**What is expected**
Output exactly the lines below, starting with the line that has "Issue #276, opened 2019-12-11" and going on through the line that has "Thank you too", both included, and no other lines.

**Dataset**
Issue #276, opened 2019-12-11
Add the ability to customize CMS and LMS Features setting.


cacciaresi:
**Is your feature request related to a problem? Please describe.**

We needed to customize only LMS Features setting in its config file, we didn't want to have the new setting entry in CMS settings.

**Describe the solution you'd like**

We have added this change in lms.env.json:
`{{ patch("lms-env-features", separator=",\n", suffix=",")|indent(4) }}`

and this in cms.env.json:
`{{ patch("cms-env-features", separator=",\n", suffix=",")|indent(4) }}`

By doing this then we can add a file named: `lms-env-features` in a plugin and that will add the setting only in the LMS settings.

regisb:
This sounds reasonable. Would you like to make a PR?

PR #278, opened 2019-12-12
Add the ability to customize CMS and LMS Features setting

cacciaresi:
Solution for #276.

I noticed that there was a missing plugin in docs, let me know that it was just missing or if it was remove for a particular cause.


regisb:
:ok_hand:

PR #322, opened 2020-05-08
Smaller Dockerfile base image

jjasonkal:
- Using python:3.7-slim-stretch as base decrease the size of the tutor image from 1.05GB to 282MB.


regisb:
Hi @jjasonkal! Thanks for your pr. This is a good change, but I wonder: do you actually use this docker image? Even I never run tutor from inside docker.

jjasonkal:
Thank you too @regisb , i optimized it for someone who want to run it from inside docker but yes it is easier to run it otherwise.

---

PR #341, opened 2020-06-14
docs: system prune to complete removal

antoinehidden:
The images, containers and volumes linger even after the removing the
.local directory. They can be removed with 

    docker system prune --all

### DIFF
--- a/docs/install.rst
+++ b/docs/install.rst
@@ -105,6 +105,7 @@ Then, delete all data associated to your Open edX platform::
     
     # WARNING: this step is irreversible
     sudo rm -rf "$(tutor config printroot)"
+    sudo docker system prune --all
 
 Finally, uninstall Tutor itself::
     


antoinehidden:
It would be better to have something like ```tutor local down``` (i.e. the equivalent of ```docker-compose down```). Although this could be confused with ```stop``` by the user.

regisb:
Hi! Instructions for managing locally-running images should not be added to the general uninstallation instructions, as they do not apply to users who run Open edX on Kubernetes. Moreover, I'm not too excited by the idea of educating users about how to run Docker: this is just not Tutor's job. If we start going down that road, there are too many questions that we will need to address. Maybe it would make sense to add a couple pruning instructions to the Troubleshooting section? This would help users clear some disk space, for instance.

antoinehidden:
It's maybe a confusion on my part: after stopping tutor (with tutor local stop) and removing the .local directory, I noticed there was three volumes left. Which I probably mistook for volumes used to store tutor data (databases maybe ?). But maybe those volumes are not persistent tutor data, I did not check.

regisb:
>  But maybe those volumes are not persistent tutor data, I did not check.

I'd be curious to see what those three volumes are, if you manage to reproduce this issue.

**Exercise response**
Issue #276, opened 2019-12-11
Add the ability to customize CMS and LMS Features setting.


cacciaresi:
**Is your feature request related to a problem? Please describe.**

We needed to customize only LMS Features setting in its config file, we didn't want to have the new setting entry in CMS settings.

**Describe the solution you'd like**

We have added this change in lms.env.json:
`{{ patch("lms-env-features", separator=",\n", suffix=",")|indent(4) }}`

and this in cms.env.json:
`{{ patch("cms-env-features", separator=",\n", suffix=",")|indent(4) }}`

By doing this then we can add a file named: `lms-env-features` in a plugin and that will add the setting only in the LMS settings.

regisb:
This sounds reasonable. Would you like to make a PR?

PR #278, opened 2019-12-12
Add the ability to customize CMS and LMS Features setting

cacciaresi:
Solution for #276.

I noticed that there was a missing plugin in docs, let me know that it was just missing or if it was remove for a particular cause.


regisb:
:ok_hand:

PR #322, opened 2020-05-08
Smaller Dockerfile base image

jjasonkal:
- Using python:3.7-slim-stretch as base decrease the size of the tutor image from 1.05GB to 282MB.


regisb:
Hi @jjasonkal! Thanks for your pr. This is a good change, but I wonder: do you actually use this docker image? Even I never run tutor from inside docker.

jjasonkal:
Thank you too @regisb , i optimized it for someone who want to run it from inside docker but yes it is easier to run it otherwise.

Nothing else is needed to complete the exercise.